DESCRIPTION OF THE TASK: Every line of the data must be set down exactly as shown.
(Beginning of RECORDS SHOWN)
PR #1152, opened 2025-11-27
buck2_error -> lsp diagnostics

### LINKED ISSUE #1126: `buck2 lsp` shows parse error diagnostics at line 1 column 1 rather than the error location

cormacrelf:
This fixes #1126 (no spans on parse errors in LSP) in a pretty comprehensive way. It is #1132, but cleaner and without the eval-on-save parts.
(End of RECORDS SHOWN)
ANSWER BOX:
PR #1152, opened 2025-11-27
buck2_error -> lsp diagnostics

### LINKED ISSUE #1126: `buck2 lsp` shows parse error diagnostics at line 1 column 1 rather than the error location

cormacrelf:
This fixes #1126 (no spans on parse errors in LSP) in a pretty comprehensive way. It is #1132, but cleaner and without the eval-on-save parts.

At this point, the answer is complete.